Programme:

13:30-14:15 Catrin Campbell-Moore (Bristol): Supervaluationism and omega-consistency.

14:20-15:05 Pablo Dopico Fernandez (KCL): The semantic indeterminacy of the concept of set.

15:05-15:25 Coffee Break

15:25-16:10 Carlo Nicolai (KCL): Some prolegomena to non-well-founded instantiation.

16:20-17:05 Beatrice Buonaguidi (KCL): Non-well-founded classes in hyperuniverses

17:15-18:00 Kentaro Fujimoto (Bristol): Uniform reflection principles and Feferman's schematic reflective closures.

 

Abstracts:

Beatrice Buonaguidi: Non-well-founded classes in hyperuniverses

Barwise and Moss (1996) introduce a theory of non-well-founded classes which is meant to extend Aczel's ZFA, with the aim of providing an axiomatisation of a so-called 'arbitrary' notion of class, and of offering a principled solution to the set-theoretic and class-theoretic paradoxes in a non-well-founded setting. Their theory, however, presents some mathematical and philosophical shortcomings. This talk gestures towards addressing some of these. In particular, we suggest to consider the hyperuniverses introduced by Forti and Hinnion (1989) as a semantic framework to model a theory of strongly extensional classes addressing some of the shortcomings in Barwise and Moss. This is based on joint work with Carlo Nicolai.

 

Carlo Nicolai: Some prolegomena to non-well-founded instantiation

The talk concerns the broader project extracting adequate property theories from anti-foundation principles. I focus on the task of recovering full ZF in such (non-extensional, non-wellfounded systems). I adapt and modify some known results to achieve this.

 -

Pablo Dopico: The semantic indeterminacy of the concept of set.
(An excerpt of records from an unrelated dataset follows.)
Issue #1426, opened 2026-05-02
epic: Eliminate Keycloak Admin Credentials from Agent Pods (Phases 1–3)


mrsabath:
> **✅ CLOSED / SPLIT 2026-07-16.** Phases 1–3 (drive Keycloak **admin** credentials out of agent namespaces and out of the operator) are complete. The remaining Phase 4 (replace agent **client secrets** with federated SPIFFE client auth — externally blocked on RHBK/Keycloak 26.6.x) and Phase 5 (sunset the client-registration sidecar) have moved to the follow-up epic **#2220**. This epic is closed on its shipped milestone: **admin-credential elimination complete.**

**Executive summary.** AuthBridge has required Keycloak admin credentials and client secrets to be reachable from agent pods — a productization blocker on OpenShift, since a single compromised namespace could mean full realm compromise and the long-lived secrets demand manual rotation. This epic drives those credentials out in phases: centralizing client registration in the operator, then replacing admin credentials with SPIFFE-authenticated Admin API access, and finally replacing client secrets with federated SPIFFE (JWT-SVID) client authentication. The outcome is zero long-lived Keycloak credentials in any agent namespace — with the final phase gated on RHBK shipping Keycloak 26.6.x.

## Problem

AuthBridge currently requires Keycloak admin credentials and client secrets to be present in or accessible from agent pods. This is a **blocker for productizing AuthBridge on OpenShift**:

1. **Admin credentials in agent namespaces** — The client-registration sidecar (or the operator) uses Keycloak admin credentials to register OAuth clients. These credentials grant full realm admin access (create/delete users, realms, clients, roles). A compromised agent namespace means full Keycloak compromise.

2. **Client secrets in pods** — Agents use client secrets to authenticate with Keycloak for token exchange. These are long-lived credentials that require manual rotation.

Both issues violate the principle of least privilege and create a large blast radius for any namespace-level compromise.

## Owner

Alan drives this work.

---

### Phase 1: Remove admin credentials from agent namespaces ✅

Move client registration from per-agent sidecar to a centralized operator that runs in `kagenti-system`.

| Item | Status | Reference |
|------|--------|-----------|
| Operator-managed client registration (webhook side) | **MERGED** 2026-03-31 | [kagenti-extensions#262](https://github.com/kagenti/kagenti-extensions/pull/262) |
[...]

PR #2338, opened 2026-08-03
fix: 🐛 Publish operator-spiffe-bootstrap image via CI

### LINKED ISSUE #2333: Operator SPIFFE auth (--enable-operator-spiffe-auth) fails: operator-spiffe-bootstrap image unpublished
## Summary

Let’s say that a predicate is extensionally deficient when there are borderline cases for its applicability, such as the predicate ‘being bald’. Drawing on a classification of extensionally deficient predicates proposed by Michael Dummett, in this paper we argue that the standard conception of set possessed by set theorists is likely to be indefinitely precisifiable; that is, regardless of how we precisify the predicate ‘being a set’, there is always a way to precisify it further that settles more borderline cases. For our claim, we rely on the development of the large cardinal axiom program from the early days of set theory until today. This is the first part of joint work with Davide Sutto (University of Oslo)

-

Kentaro Fujimoto: Uniform reflection principles and Feferman's schematic reflective closures

Feferman formulated a variety of formal systems in an attempt to vindicate his life-long conviction that the Feferman-Schuette ordinal is the predicative limit. Among them is the system of the schematic reflective closure of Peano Arithmetic PA. According to him, the engines for systematically generating larger and larger systems whose acceptability is implicit in acceptance of the starting theory are what have come to be called reflection principles, and one of the main purposes of his schematic reflective closures is “to give a more perspicuous generation procedure for predicativity" without use of progression of those reflection principles. In this talk, I will examine Feferman's concept of schematic reflective closure, consider a theory for predicativity directly in terms of the reflection principles, and then investigate how these two kinds of theories are related.

 -

Catrin Campbell-Moore: Supervaluationism and omega-consistency

Supervaluational Kripkean theories of truth result in triviality when we restrict to omega-consistent precisifications. This talk presents an alternative finitary supervaluational jump which is non-trivial for omega-consistent precisifications. The restriction to omega-consistent precisifications can be motivated when we consider alternative properties which are brought about as definite than just looking at when the precisifications agree on what is definitely true. We result in a picture of indefinite truth where truth is definitely omega-consistent, although definite-truth is omega-inconsistent.